Israel apparently plans to take 3-4 weeks to have its troops search all the major towns in the Palestinian territories. Israeli intelligence has supplied lists of suspected members of terrorist organizations, which will probably total several thousand men. Also provided are maps with the locations of workshops for bombs, weapons, documents and other equipment. These are being searched and destroyed. Weapons and buildings belonging to Palestinian Authority armed forces are also being destroyed. About 700 have been arrested so far. These men (and a few women) are being interrogated, which will provide more information on people to look for and locations to be searched. Four Palestinian towns are currently occupied by Israeli troops and fighting continues in all four.
Yasser Arafat's compound is still surrounded in Ramallah, and inside it Arafat and several hundred Palestinians remain trapped. Dozens of these Palestinians are thought to be key members of terrorist organizations.
A major reason for the offensive is the Israeli realization that the Palestinian Authority had allowed the terrorist organizations to build up their organizations over the last few years and had no intention of trying to suppress the terrorists.
The Palestinian, and Arab, belief that Israel can be destroyed by terrorist attacks on Israeli civilians is part of a different view of reality in Arab countries. For example, opinion surveys continue to show that most Arabs continue to believe that Arabs had nothing to do with the September 11 attacks in America. This is why, after the Arab attack on the newly declared Israeli state in 1948 failed, Arab nations refused to take in any of the 700,000 Palestinians who fled the fighting. Had those Palestinians stayed, they would have outnumbered the 600,000 Israelis and the the history of Israel would have been quite different. It's interesting to note that nearly all of the 25 million refugees produced by the aftermath of World War II in the late 1940s were resettled. This included 600,000 thousand Jews who fled Arab nations after Israel was established.
The death toll for the 18 months of violence is now 1650, with about a quarter Israeli and the rest Palestinian. This actually encourages the Palestinians, for about half the Israeli dead have been killed in the last two months. This is seen as a sign that the Palestinians are winning. The Israeli withdrawal from south Lebanon in the face of Hizbollah two years ago is seen as a model for the Palestinians.
The United States refuses to lean on Israel to make peace with the Palestinians. The reason is terrorism. Al Qaeda and the Palestinian terrorist organizations have worked together, but are separate organizations.
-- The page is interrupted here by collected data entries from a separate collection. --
Issue #785, opened 2018-01-30
Ideas from Minigo


gcp:
https://github.com/tensorflow/minigo

The TensorFlow team did their own re-implementation of AlphaGo Zero, apparently meant to demonstrate TensorFlow and how to run machine learning apps on the Google Cloud. I had a peek at how they resolved some things which were considered ambiguous in the AlphaGo Zero paper:

They use FPU=parent, not FPU=0 (in -1...1 range):
https://github.com/tensorflow/minigo/blob/188fb197fdafbe9664a32142373b1cbd1459bc67/mcts.py#L204

They added specific knowledge about passes to avoid the early pass wars (boo, cheating!): 
https://github.com/tensorflow/minigo/commit/a8af0d8280b4b80a53ed92e59428d1990cbb3a46

They store the probabilities that were used to pick the move (not the original search probabilities)
https://github.com/tensorflow/minigo/blob/188fb197fdafbe9664a32142373b1cbd1459bc67/strategies.py#L135
https://github.com/tensorflow/minigo/blob/188fb197fdafbe9664a32142373b1cbd1459bc67/strategies.py#L233

but it's not quite T=0 vs T=1:
https://github.com/tensorflow/minigo/blob/a3e98185c192636389aff113e674a2cf8e0d9488/mcts.py#L223

gcp:
I think this is a great idea, I'd pick C++ over Go though.

https://github.com/tensorflow/minigo/issues/14

gcp:
Scale/Center layers used for the batchnorm during residual:
https://github.com/tensorflow/minigo/blob/188fb197fdafbe9664a32142373b1cbd1459bc67/dual_net.py#L213

But not for the head:
https://github.com/tensorflow/minigo/blob/188fb197fdafbe9664a32142373b1cbd1459bc67/dual_net.py#L237

(Scale is entirely redundant, but Center may not be - it's one of the things I'd fix in a v2 weights format)

I think it also has the problem that the convolution bias weights are entirely redundant.

gcp:
They also batch the MCTS search by 8:
https://github.com/tensorflow/minigo/blob/188fb197fdafbe9664a32142373b1cbd1459bc67/strategies.py#L177

I'm guessing the loss in search efficiency is worth it compared to any speedups they get due to the backend being TF+cuDNN.

Ttl:
[...]

PR #1099, opened 2018-03-25
Batch norm beta support

Ttl:
Backwards compatible batch norm beta support. Replaces zero biases in network file with `beta*sqrt(var + e)` so that the output is correct in leelaz which adds biases before the batch norm.

In my previous test (https://github.com/gcp/leela-zero/issues/785#issuecomment-362274170) it seemed like adding beta gave a very small decrease in loss. Maybe the effect would be bigger when starting from scratch or with bigger learning rate? Even if the strength increase is minor it should be worth it since this doesn't require any additional work in leelaz.

Tested that restoring and saving gives back the input weights. Training gave reasonable loss and output weights and the network works in leelaz. However I don't have resources to do a bigger training run to check how this affects strength.

### DIFF
--- a/training/tf/tfprocess.py
+++ b/training/tf/tfprocess.py
@@ -38,12 +38,6 @@ def bias_variable(shape):
     initial = tf.constant(0.0, shape=shape)
     return tf.Variable(initial)
 
-# No point in learning bias weights as they are cancelled
-# out by the BatchNorm layers's mean adjustment.
-def bn_bias_variable(shape):
-    initial = tf.constant(0.0, shape=shape)
-    return tf.Variable(initial, trainable=False)
-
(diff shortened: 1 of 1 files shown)


gcp:
I think this trick is going to confuse the hell out of everyone that doesn't know the history. Perhaps this trick with keeping the weight format backwards compatible should be explained somewhere.

gcp:
This broke net_to_model with ```AttributeError: 'Tensor' object has no attribute 'assign'``` and has been backed out.

Ttl:
It seems that there is a conflict with the new SWA code. I have a stupid fix for it but I'll see if I can have something better that would prevent similar issues in future.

Most worrisome is the Iran backed Hizbollah in Lebanon. This group has had closer ties with al Qaeda. In any event, as long as Israel is seen, by the United States, as fighting terrorism, then Israel is seen as an ally.
Iraq is trying to organize another Arab oil embargo, but the major oil producing nations do not seen this as practical. For one thing, there are a lot more non-Arab producers and the embargo might not have the desired effect. For one thing, the nations dependant on the oil might see such an embargo as an act of war. Even without that, the Arab oil producing nations have a precarious financial situations (lots of debts), that would be made a lot worse by an embargo.
Arafat, and many Arab nations, are calling on NATO to intervene militarily in Israel. This would never happen, as peacekeepers cannot enter, without permission, a nation possessing nuclear weapons. The Palestinian cause has become such a hot item in many parts of the world that the terrorist attacks on Israeli civilians are seen as justified. This was made stark recently when, during a meeting of Islamic leaders, the Malaysian leader suggested that attacks on civilians be defined as terrorism. The proposal was turned down by the other leaders.
The Israelis have declared Yasser Arafat an enemy, so it is uncertain who the Israelis would be willing to negotiate with. Arafat, like most dictators, did not designate an heir (lest the heir decide to speed up the succession process.) There are perhaps half a dozen men in the Palestinian Authority who could replace Arafat, all of them involved with police or security work. None have Arafat's stature and would be more dependent on a coalition. The Israelis know that negotiating with a committee is more difficult, but they have given up on Arafat. In the last few months, there have been many meetings between Israeli and Palestinian officials, and there may have been some talk of who would succeed Arafat and what could be negotiated.
The only thing that could break the deadlock and get negotiations going again would be new leadership on the Palestinian side and a dramatic offer from the Israeli side. Offering to withdraw the Israeli settlements from Palestinian territory would probably get negotiations going again as these settlements have been a major stumbling block for years. But for an Israeli politician to make such an offer would lose any support from conservative and religious Israelis. At the moment, opinion polls indicate that most Israelis would support removing the settlements.
A 122mm rocket was fired (apparently by Hizbollah) from Lebanon into northern Israel. There was no property damage or injuries. This is the first time this has happened since Israel withdrew from south Lebanon in May, 2000.